Diskusi Bareng BIN, Bank Jatim Dukung Pencegahan Kejahatan Ketenteraman Informasi

SURABAYA – PT Bank Pembangunan Daerah Jawa Timur Tbk ( Bank Jatim ) menyelenggarakan diskusi panel dengan Badan Intelijen Negara ( BIN ) Jatim. Kegiatan ini bertujuan mewujudkan penerapan good governance lalu pencegahan perbuatan kejahatan keamanan data .
Direktur Utama Bank Jatim Busrul Iman mengatakan, sebagai perusahaan perbankan, Bank Jatim wajib menerapkan good governance secara konsisten.

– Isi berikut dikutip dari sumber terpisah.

PR #4546, opened 2022-05-10
feat: inject pipe-forward operator only when necessary 

### LINKED ISSUE #4535: Not all injected Flux functions should include a pipe-forward operator
## About the bug

**Steps to reproduce:**

1. In the **Data Explorer**, select **Script Builder** and search for `uint()` in the list of functions.
2. `universe.uint()` is returned.
3. Click **Inject** next to the function.

**Expected behavior:**
`universe.uint()` does not accept piped-forward data, so it should not include the pipe-forward operator (`|>`).

**Actual behavior:**
All functions are injected with a pipe-forward operator, even those that do not accept piped-forward data.

**Visual Proof:**
image

## Proposed solution
I think we could look at the `flux_type` for each function and look for a pipe-receive operator (`<-`). If the type signature doesn't include a pipe-receive operator, the function should not be injected with a pipe-forward operator.

blegesse-git:
Closes #4535 

In both current and older flux panel UI, all flux functions get injected in the editor with a pipe-forward operator `|>`. 
This isn't correct. Not all functions require `|>`. Pr leverages the `fluxType` property for each flux function to determine whether pipe-forward sign is needed. All functions that require this operator contain a pipe-receive operator `<-` in the fluxType property. 

Before: 

https://user-images.githubusercontent.com/66275100/167695593-fad8c98e-ab12-4971-8428-ac8b2d4a269f.mov

After: 

https://user-images.githubusercontent.com/66275100/167695446-a3ac26e0-e7e1-408e-b8cf-be18115584a5.mov

### DIFF
--- a/src/flows/pipes/RawFluxEditor/view.tsx
+++ b/src/flows/pipes/RawFluxEditor/view.tsx
@@ -76,10 +76,15 @@ const Query: FC<PipeProp> = ({Context}) => {
   const injectIntoEditor = useCallback(
     (fn): void => {
       let text = ''
-      if (fn.name === 'from' || fn.name === 'union') {
-        text = `${fn.example}`
+      if (isFlagEnabled('fluxDynamicDocs')) {
+        // only fluxTypes with <- sign require a pipe forward sign
+        text = fn.fluxType[1] === '<' ? `  |> ${fn.example}` : `${fn.example}`
       } else {
-        text = `  |> ${fn.example}`
+        if (fn.name === 'from' || fn.name === 'union') {
+          text = `${fn.example}`
+        } else {
+          text = `  |> ${fn.example}`
+        }
       }
 
       const getHeader = fn => {
--- a/src/flows/pipes/RawFluxEditor/view.tsx
+++ b/src/flows/pipes/RawFluxEditor/view.tsx
@@ -76,9 +76,11 @@ const Query: FC<PipeProp> = ({Context}) => {
   const injectIntoEditor = useCallback(
     (fn): void => {
       let text = ''
-      if (isFlagEnabled('fluxDynamicDocs')) {
+      if (CLOUD && isFlagEnabled('fluxDynamicDocs')) {
         // only fluxTypes with <- sign require a pipe forward sign
-        text = fn.fluxType.startsWith('<-', 1) ? `  |> ${fn.example}` : `${fn.example}`
+        text = fn.fluxType.startsWith('<-', 1)
+          ? `  |> ${fn.example}`
+          : `${fn.example}`
       } else {
         if (fn.name === 'from' || fn.name === 'union') {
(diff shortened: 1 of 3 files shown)


src/flows/pipes/RawFluxEditor/view.tsx
```diff
@@ -76,10 +76,15 @@ const Query: FC<PipeProp> = ({Context}) => {
   const injectIntoEditor = useCallback(
     (fn): void => {
       let text = ''
-      if (fn.name === 'from' || fn.name === 'union') {
-        text = `${fn.example}`
+      if (isFlagEnabled('fluxDynamicDocs')) {
+        // only fluxTypes with <- sign require a pipe forward sign
+        text = fn.fluxType[1] === '<' ? `  |> ${fn.example}` : `${fn.example}`
```
hoorayimhelping, line 81: you might consider something like:

```ts
fn.fluxType.includes('<-') ? ` |> ${fn.example}` : `${fn.example}`
```
Seems slightly less brittle and more explicit in the business rule (it will only work with `<-`, rather than `<afasdfasdf` (which may not be an issue). https://developer.mozilla.org/en-US/docs/Web/JavaScript/Reference/Global_Objects/String/includes.

Can also consider [`startsWith`](https://developer.mozilla.org/en-US/docs/Web/JavaScript/Reference/Global_Objects/String/startsWith) if the `<-` sequence needs to be at the beginning of the string

hoorayimhelping (commented):
just a comment on considering alternatives to checking the index of the string

src/flows/pipes/RawFluxEditor/view.tsx
```diff
@@ -76,10 +76,15 @@ const Query: FC<PipeProp> = ({Context}) => {
   const injectIntoEditor = useCallback(
     (fn): void => {
       let text = ''
-      if (fn.name === 'from' || fn.name === 'union') {
-        text = `${fn.example}`
+      if (isFlagEnabled('fluxDynamicDocs')) {
```
TCL735, line 79: Is `CLOUD` already guaranteed here? Maybe we should be explicit and check to make sure we in `CLOUD`

src/flows/pipes/RawFluxEditor/view.tsx
blegesse-git: but I don't see any problems with using `startsWith`. I'll update the code with that. Thanks bucky :)

src/flows/pipes/RawFluxEditor/view.tsx
blegesse-git: we explicitly check if we're in `CLOUD` in `TimeMachine` component, so it would make sense to include it here as well

TCL735 (approved):

hoorayimhelping (approved):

Hal ini agar mampu menjaga perkembangan usaha dengan baik di dalam sedang berbagai tantangan yang tersebut ada. “Saat ini, Bank Jatim telah terjadi miliki Sertifikasi ISO 27001:2022 Tentang Sistem Manajemen Security Data Berstandar Internasional,” katanya, Hari Senin (16/9/2024).
Dia menambahkan, hadirnya standar internasional keamanan tersebut, dapat membantu Bank Jatim menerapkan sistem manajemen keamanan informasi yang tersebut menyeluruh. “Kami berharap, diskusi panel Bank Jatim dengan BIN Jatim ini dapat menambah wawasan pada hal good governance lalu pencegahan perbuatan kejahatan keamanan data,” ujarnya.
Kepala BIN Jatim Brigjen Pol Rudy Tranggono menjelaskan, tantangan perusahaan menuju good governance cukup banyak. Antara lain sumber daya manusia, politisasi, karakter masyarakat, regulasi, birokrasi, dan juga minim responsivitas.
”Nah, apabila di dunia perbankan telah lama menerapkan good governance tentu manfaatnya sangat banyak. Yaitu meningkatkan reputasi perbankan, stabilisasi finansial perbankan, meningkatkan kinerja dan juga kontribusi, menjaga keberlanjutan perbankan, juga memaksimalkan nilai perbankan,” paparnya.
Menurut Rudy, perbankan yang digunakan baik adalah perbankan yang dapat memberikan pelayanan optimal. Maka dari itu, di mewujudkan good governance, perlu diimbangi dengan upaya transparansi, kepatuhan regulasi, risk management, pengawasan lalu pengendalian, pengembangan SDM. “Kemudian keadilan kemudian kepastian hukum,” terangnya.
Terkait kejahatan siber , lanjut Rudy, pada semester I 2024 tercatat ada 2,5 miliar serangan siber yang dimaksud menyasar Indonesia atau 158 serangan per detik. Angka yang dimaksud menunjukkan peningkatan sangat drastis, yaitu 619,95 persen dibandingkan periode yang digunakan serupa tahun lalu. “Salah satu faktor utama peningkatan ini adalah adanya insiden besar seperti Pemilihan Umum 2024 yang digunakan melibatkan data publik Indonesia,” jelasnya.
Rudy menyarankan agar perbankan tiada terkena kejahatan data maka harus memprioritaskan keamanan siber dalam manajemen. Kemudian kolaborasi antarlembaga, lalu membentuk regu gabungan khusus guna melaksanakan respon cepat insiden.
Selanjutnya merekrut tenaga professional keamanan siber, meningkatkan budaya keamanan siber, kemudian melaksanakan pelatihan juga upgrade IT secara berkelanjutan. ”Kami juga siap melakukan sinergi dengan Bank Jatim demi terciptanya good governance kemudian terhindar dari cyber crime,” tegasnya.